*** Block opens ***

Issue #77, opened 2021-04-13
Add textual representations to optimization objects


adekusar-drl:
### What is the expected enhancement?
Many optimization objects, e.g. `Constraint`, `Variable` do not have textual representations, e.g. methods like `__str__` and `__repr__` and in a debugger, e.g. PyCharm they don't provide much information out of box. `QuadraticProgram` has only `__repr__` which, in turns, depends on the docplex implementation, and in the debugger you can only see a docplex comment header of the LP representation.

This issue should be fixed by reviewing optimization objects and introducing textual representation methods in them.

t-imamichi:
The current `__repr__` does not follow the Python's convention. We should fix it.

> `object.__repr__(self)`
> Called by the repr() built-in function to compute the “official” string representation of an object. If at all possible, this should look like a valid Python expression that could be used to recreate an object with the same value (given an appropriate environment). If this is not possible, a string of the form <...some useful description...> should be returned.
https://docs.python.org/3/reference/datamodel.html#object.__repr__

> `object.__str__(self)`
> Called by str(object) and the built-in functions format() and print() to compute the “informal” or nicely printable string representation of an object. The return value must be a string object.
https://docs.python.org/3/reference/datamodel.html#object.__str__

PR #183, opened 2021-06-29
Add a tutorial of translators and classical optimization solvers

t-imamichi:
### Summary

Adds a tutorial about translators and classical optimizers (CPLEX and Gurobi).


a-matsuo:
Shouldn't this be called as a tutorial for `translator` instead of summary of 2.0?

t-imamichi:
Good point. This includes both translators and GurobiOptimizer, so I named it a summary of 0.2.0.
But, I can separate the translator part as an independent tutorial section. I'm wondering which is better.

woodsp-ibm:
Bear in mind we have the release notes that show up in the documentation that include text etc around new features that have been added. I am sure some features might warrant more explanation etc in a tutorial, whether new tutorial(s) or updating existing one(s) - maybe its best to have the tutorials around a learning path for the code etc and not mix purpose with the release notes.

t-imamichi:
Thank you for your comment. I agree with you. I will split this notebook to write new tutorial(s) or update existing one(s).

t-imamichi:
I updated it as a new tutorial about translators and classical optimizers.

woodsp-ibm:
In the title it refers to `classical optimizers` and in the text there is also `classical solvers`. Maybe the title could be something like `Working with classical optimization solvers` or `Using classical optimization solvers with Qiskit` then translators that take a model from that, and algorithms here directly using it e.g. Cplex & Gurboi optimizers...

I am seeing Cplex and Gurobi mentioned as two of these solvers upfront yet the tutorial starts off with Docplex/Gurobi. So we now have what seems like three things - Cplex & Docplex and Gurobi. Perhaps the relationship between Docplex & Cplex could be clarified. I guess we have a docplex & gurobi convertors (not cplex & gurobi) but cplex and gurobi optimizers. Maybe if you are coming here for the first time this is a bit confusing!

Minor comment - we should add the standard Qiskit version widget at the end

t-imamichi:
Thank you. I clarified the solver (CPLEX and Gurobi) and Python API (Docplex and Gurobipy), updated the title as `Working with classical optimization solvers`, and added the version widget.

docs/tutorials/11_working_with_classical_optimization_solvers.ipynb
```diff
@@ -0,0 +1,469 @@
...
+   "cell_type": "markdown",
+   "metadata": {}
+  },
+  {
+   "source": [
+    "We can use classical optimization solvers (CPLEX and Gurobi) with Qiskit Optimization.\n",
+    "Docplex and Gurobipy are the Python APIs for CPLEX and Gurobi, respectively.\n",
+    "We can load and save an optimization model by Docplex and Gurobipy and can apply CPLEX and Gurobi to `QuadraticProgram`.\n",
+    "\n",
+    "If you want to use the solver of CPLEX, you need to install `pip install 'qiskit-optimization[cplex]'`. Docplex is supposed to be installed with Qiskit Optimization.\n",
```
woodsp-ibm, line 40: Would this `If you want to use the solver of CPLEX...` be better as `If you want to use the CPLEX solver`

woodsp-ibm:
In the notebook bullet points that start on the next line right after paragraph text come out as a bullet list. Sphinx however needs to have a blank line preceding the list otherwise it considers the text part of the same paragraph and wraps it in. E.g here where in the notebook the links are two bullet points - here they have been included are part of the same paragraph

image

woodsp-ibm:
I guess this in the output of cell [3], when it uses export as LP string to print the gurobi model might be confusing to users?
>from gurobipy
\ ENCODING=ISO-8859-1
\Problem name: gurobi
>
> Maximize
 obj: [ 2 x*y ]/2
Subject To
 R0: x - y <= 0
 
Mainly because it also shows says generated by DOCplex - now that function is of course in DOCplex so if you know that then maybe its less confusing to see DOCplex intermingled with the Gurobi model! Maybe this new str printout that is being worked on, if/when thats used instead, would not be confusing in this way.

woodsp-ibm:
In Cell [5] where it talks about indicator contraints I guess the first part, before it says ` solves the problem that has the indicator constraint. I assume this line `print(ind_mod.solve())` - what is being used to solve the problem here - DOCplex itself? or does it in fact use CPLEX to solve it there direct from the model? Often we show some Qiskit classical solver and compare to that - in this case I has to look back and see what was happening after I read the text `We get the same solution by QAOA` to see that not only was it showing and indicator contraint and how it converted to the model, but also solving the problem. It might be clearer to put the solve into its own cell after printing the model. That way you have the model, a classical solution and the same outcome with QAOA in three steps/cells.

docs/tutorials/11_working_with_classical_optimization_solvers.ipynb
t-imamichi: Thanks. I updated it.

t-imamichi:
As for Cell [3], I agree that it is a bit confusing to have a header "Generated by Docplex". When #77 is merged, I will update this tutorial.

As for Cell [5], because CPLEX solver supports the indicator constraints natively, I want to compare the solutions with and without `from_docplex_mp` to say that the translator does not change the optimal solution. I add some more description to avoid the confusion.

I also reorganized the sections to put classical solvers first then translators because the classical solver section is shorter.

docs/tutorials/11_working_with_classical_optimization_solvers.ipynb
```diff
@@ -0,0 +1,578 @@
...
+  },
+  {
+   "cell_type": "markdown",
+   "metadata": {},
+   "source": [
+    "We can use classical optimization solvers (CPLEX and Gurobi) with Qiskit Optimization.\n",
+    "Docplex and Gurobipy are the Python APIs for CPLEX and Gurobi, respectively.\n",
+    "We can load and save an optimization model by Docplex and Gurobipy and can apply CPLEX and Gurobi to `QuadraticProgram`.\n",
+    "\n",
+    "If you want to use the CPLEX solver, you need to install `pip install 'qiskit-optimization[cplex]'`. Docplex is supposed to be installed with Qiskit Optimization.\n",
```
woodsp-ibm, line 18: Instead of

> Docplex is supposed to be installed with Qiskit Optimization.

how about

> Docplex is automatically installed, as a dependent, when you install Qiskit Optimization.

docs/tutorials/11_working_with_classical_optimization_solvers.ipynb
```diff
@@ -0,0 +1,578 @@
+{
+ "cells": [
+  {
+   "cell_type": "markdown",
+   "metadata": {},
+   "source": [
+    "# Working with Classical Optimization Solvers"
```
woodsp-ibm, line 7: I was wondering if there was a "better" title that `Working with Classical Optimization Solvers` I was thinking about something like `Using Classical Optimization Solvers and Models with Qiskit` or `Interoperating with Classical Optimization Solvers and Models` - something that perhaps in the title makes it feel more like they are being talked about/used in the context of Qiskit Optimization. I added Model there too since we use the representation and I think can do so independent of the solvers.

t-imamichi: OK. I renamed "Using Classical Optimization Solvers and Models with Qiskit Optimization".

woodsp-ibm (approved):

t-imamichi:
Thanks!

*** Block closes ***

**ASSIGNMENT**: This exercise calls for every record to be restated word for word.

**SOLUTION**:
Issue #77, opened 2021-04-13
Add textual representations to optimization objects


adekusar-drl:
### What is the expected enhancement?
Many optimization objects, e.g. `Constraint`, `Variable` do not have textual representations, e.g. methods like `__str__` and `__repr__` and in a debugger, e.g. PyCharm they don't provide much information out of box. `QuadraticProgram` has only `__repr__` which, in turns, depends on the docplex implementation, and in the debugger you can only see a docplex comment header of the LP representation.

This issue should be fixed by reviewing optimization objects and introducing textual representation methods in them.

t-imamichi:
The current `__repr__` does not follow the Python's convention. We should fix it.

> `object.__repr__(self)`
> Called by the repr() built-in function to compute the “official” string representation of an object. If at all possible, this should look like a valid Python expression that could be used to recreate an object with the same value (given an appropriate environment). If this is not possible, a string of the form <...some useful description...> should be returned.
https://docs.python.org/3/reference/datamodel.html#object.__repr__

> `object.__str__(self)`
> Called by str(object) and the built-in functions format() and print() to compute the “informal” or nicely printable string representation of an object. The return value must be a string object.
https://docs.python.org/3/reference/datamodel.html#object.__str__

PR #183, opened 2021-06-29
Add a tutorial of translators and classical optimization solvers

t-imamichi:
### Summary

Adds a tutorial about translators and classical optimizers (CPLEX and Gurobi).


a-matsuo:
Shouldn't this be called as a tutorial for `translator` instead of summary of 2.0?

t-imamichi:
Good point. This includes both translators and GurobiOptimizer, so I named it a summary of 0.2.0.
But, I can separate the translator part as an independent tutorial section. I'm wondering which is better.

woodsp-ibm:
Bear in mind we have the release notes that show up in the documentation that include text etc around new features that have been added. I am sure some features might warrant more explanation etc in a tutorial, whether new tutorial(s) or updating existing one(s) - maybe its best to have the tutorials around a learning path for the code etc and not mix purpose with the release notes.

t-imamichi:
Thank you for your comment. I agree with you. I will split this notebook to write new tutorial(s) or update existing one(s).

t-imamichi:
I updated it as a new tutorial about translators and classical optimizers.

woodsp-ibm:
In the title it refers to `classical optimizers` and in the text there is also `classical solvers`. Maybe the title could be something like `Working with classical optimization solvers` or `Using classical optimization solvers with Qiskit` then translators that take a model from that, and algorithms here directly using it e.g. Cplex & Gurboi optimizers...

I am seeing Cplex and Gurobi mentioned as two of these solvers upfront yet the tutorial starts off with Docplex/Gurobi. So we now have what seems like three things - Cplex & Docplex and Gurobi. Perhaps the relationship between Docplex & Cplex could be clarified. I guess we have a docplex & gurobi convertors (not cplex & gurobi) but cplex and gurobi optimizers. Maybe if you are coming here for the first time this is a bit confusing!

Minor comment - we should add the standard Qiskit version widget at the end

t-imamichi:
Thank you. I clarified the solver (CPLEX and Gurobi) and Python API (Docplex and Gurobipy), updated the title as `Working with classical optimization solvers`, and added the version widget.

docs/tutorials/11_working_with_classical_optimization_solvers.ipynb
```diff
@@ -0,0 +1,469 @@
...
+   "cell_type": "markdown",
+   "metadata": {}
+  },
+  {
+   "source": [
+    "We can use classical optimization solvers (CPLEX and Gurobi) with Qiskit Optimization.\n",
+    "Docplex and Gurobipy are the Python APIs for CPLEX and Gurobi, respectively.\n",
+    "We can load and save an optimization model by Docplex and Gurobipy and can apply CPLEX and Gurobi to `QuadraticProgram`.\n",
+    "\n",
+    "If you want to use the solver of CPLEX, you need to install `pip install 'qiskit-optimization[cplex]'`. Docplex is supposed to be installed with Qiskit Optimization.\n",
```
woodsp-ibm, line 40: Would this `If you want to use the solver of CPLEX...` be better as `If you want to use the CPLEX solver`

woodsp-ibm:
In the notebook bullet points that start on the next line right after paragraph text come out as a bullet list. Sphinx however needs to have a blank line preceding the list otherwise it considers the text part of the same paragraph and wraps it in. E.g here where in the notebook the links are two bullet points - here they have been included are part of the same paragraph

image

woodsp-ibm:
I guess this in the output of cell [3], when it uses export as LP string to print the gurobi model might be confusing to users?
>from gurobipy
\ ENCODING=ISO-8859-1
\Problem name: gurobi
>
> Maximize
 obj: [ 2 x*y ]/2
Subject To
 R0: x - y <= 0
 
Mainly because it also shows says generated by DOCplex - now that function is of course in DOCplex so if you know that then maybe its less confusing to see DOCplex intermingled with the Gurobi model! Maybe this new str printout that is being worked on, if/when thats used instead, would not be confusing in this way.

woodsp-ibm:
In Cell [5] where it talks about indicator contraints I guess the first part, before it says ` solves the problem that has the indicator constraint. I assume this line `print(ind_mod.solve())` - what is being used to solve the problem here - DOCplex itself? or does it in fact use CPLEX to solve it there direct from the model? Often we show some Qiskit classical solver and compare to that - in this case I has to look back and see what was happening after I read the text `We get the same solution by QAOA` to see that not only was it showing and indicator contraint and how it converted to the model, but also solving the problem. It might be clearer to put the solve into its own cell after printing the model. That way you have the model, a classical solution and the same outcome with QAOA in three steps/cells.

docs/tutorials/11_working_with_classical_optimization_solvers.ipynb
t-imamichi: Thanks. I updated it.

t-imamichi:
As for Cell [3], I agree that it is a bit confusing to have a header "Generated by Docplex". When #77 is merged, I will update this tutorial.

As for Cell [5], because CPLEX solver supports the indicator constraints natively, I want to compare the solutions with and without `from_docplex_mp` to say that the translator does not change the optimal solution. I add some more description to avoid the confusion.

I also reorganized the sections to put classical solvers first then translators because the classical solver section is shorter.

docs/tutorials/11_working_with_classical_optimization_solvers.ipynb
```diff
@@ -0,0 +1,578 @@
...
+  },
+  {
+   "cell_type": "markdown",
+   "metadata": {},
+   "source": [
+    "We can use classical optimization solvers (CPLEX and Gurobi) with Qiskit Optimization.\n",
+    "Docplex and Gurobipy are the Python APIs for CPLEX and Gurobi, respectively.\n",
+    "We can load and save an optimization model by Docplex and Gurobipy and can apply CPLEX and Gurobi to `QuadraticProgram`.\n",
+    "\n",
+    "If you want to use the CPLEX solver, you need to install `pip install 'qiskit-optimization[cplex]'`. Docplex is supposed to be installed with Qiskit Optimization.\n",
```
woodsp-ibm, line 18: Instead of

> Docplex is supposed to be installed with Qiskit Optimization.

how about

> Docplex is automatically installed, as a dependent, when you install Qiskit Optimization.

docs/tutorials/11_working_with_classical_optimization_solvers.ipynb
```diff
@@ -0,0 +1,578 @@
+{
+ "cells": [
+  {
+   "cell_type": "markdown",
+   "metadata": {},
+   "source": [
+    "# Working with Classical Optimization Solvers"
```
woodsp-ibm, line 7: I was wondering if there was a "better" title that `Working with Classical Optimization Solvers` I was thinking about something like `Using Classical Optimization Solvers and Models with Qiskit` or `Interoperating with Classical Optimization Solvers and Models` - something that perhaps in the title makes it feel more like they are being talked about/used in the context of Qiskit Optimization. I added Model there too since we use the representation and I think can do so independent of the solvers.

t-imamichi: OK. I renamed "Using Classical Optimization Solvers and Models with Qiskit Optimization".

woodsp-ibm (approved):

t-imamichi:
Thanks!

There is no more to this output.